"Can I read?" Ulf asked. Wulf opened his mouth to speak, but Hal cut them off quickly.

"Ulf, you'll read, and then Wulf, you will, alright?" The book was passed to Ulf—Hal assumed it was Ulf, at least.

"WOULDN'T YOU KNOW IT?" HALT SAID SOFTLY, IN A DISGUSTED tone. Ahead of them, a humpbacked stone bridge reared over a small stream. Sitting his horse between the two travelers and the bridge was a knight in full armor. Horace snorted.

Halt reached back over his shoulder and took an arrow from the quiver there, laying it on the bowstring without even looking to see what he was doing.

Crowley raised an eyebrow, as did Will and Gilan.

"What is it, Halt?" Horace asked.

"It's the sort of tomfoolery these Gallicans go on with when I'm in a hurry to be on my way," he muttered, shaking his head in annoyance. "This idiot is going to demand tribute from us to allow us to cross his precious bridge."

Horace sighed and shook his head. "Those idiotic knights," he muttered. Halt snorted.

"Idiotic is putting it mildly."

Even as he spoke, the armored man pushed up his visor with the back of his right hand. It was a clumsy movement, made even more so by the fact that he was holding a heavy, three- meter lance in that hand. He nearly lost his grip on the lance, managing to bang it against the side of his helmet in the process, an action that caused a dull clanging sound to carry to the two travelers.

Will snorted. "What kind of knight is he if he can't even hold a lance?"

Horace shrugged. "Not a very good one, that's for sure."

"Arrêtez là, mes seigneurs, avant de passer ce pont-ci!" he called, in a rather high-pitched voice. Horace didn't understand the words, but the tone was unmistakably supercilious.

"If he could speak Araluen, that would be great," Crowley said dryly. Halt raised an eyebrow.

"What did he say?" Horace wanted to know, but Halt merely shook his head at the knight.

"Let him speak our tongue if he wants to talk to us," he said angrily, then, in a louder voice, he called: "Araluens!"

Even at the distance they stood from the other man, Horace made out the shrug of disdain at the mention of their nationality. All the Araluens snorted indignantly. Then the knight spoke again, his thick accent making the words barely more recognizable than when he had been speaking Gallican.

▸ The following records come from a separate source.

PR #133, opened 2025-01-08
Exclude exception.escaped from (to-be-stable) artifact

trask:
See https://github.com/open-telemetry/semantic-conventions-java/pull/130#discussion_r1904658679

cc @lmolkova

### DIFF
--- a/buildscripts/templates/registry/incubating_java/weaver.yaml
+++ b/buildscripts/templates/registry/incubating_java/weaver.yaml
@@ -1,6 +1,6 @@
 params:
   excluded_namespaces: ["ios", "aspnetcore", "signalr"]
-  excluded_attributes: ["messaging.client_id"]
+  excluded_attributes: ["messaging.client_id", "exception.escaped"]
 comment_formats:
   javadoc:
     format: html
--- a/buildscripts/templates/registry/incubating_java/weaver.yaml
+++ b/buildscripts/templates/registry/incubating_java/weaver.yaml
@@ -19,12 +19,11 @@ templates:
     filter: > 
       semconv_grouped_attributes({
         "exclude_root_namespace": $excluded_namespaces,
-        "exclude_stability": [],
-        "exclude_deprecated": false
+        "exclude_stability": []
       }) | map({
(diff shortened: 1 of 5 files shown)


buildscripts/templates/registry/incubating_java/weaver.yaml
```diff
@@ -19,12 +19,11 @@ templates:
     filter: > 
       semconv_grouped_attributes({
         "exclude_root_namespace": $excluded_namespaces,
-        "exclude_stability": [],
-        "exclude_deprecated": false
```
trask, line 23: exclude_deprecated didn't seem to be needed

buildscripts/templates/registry/incubating_java/weaver.yaml
```diff
@@ -19,12 +19,11 @@ templates:
...
+        "exclude_stability": []
       }) | map({
           root_namespace: .root_namespace,
           attributes: .attributes,
-          excluded_attributes: $excluded_attributes[]
+          excluded_attributes: $excluded_attributes
```
trask, line 26: without this it was only working with a single item in the excluded_attributes list

trask:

"You, ma sewers—Crowley snickered—mah not croess ma brudge wuthut you pah meh a trebute," he called. Horace frowned now.

"What?" he asked Halt, and the Ranger turned to him.

"Barbaric, isn't it? He said, 'You, my sirs'—that's us, of course—'may not cross my bridge without you pay me a tribute.'"

"That's not exactly how you would say that," Alyss said mildly. Will grinned over at his girlfriend.

"A tribute?" Horace asked.

"It's a form of highway robbery," Halt explained. "If there were any real law in this idiotic country, people like our friend there would never get away with this. As it is, they can do as they like. Knights set themselves up at bridges or crossroads and demand that people pay tribute to pass. If they can't pay tribute, they can choose to fight them. Since most travelers aren't equipped to fight a fully armored knight, they pay the tribute."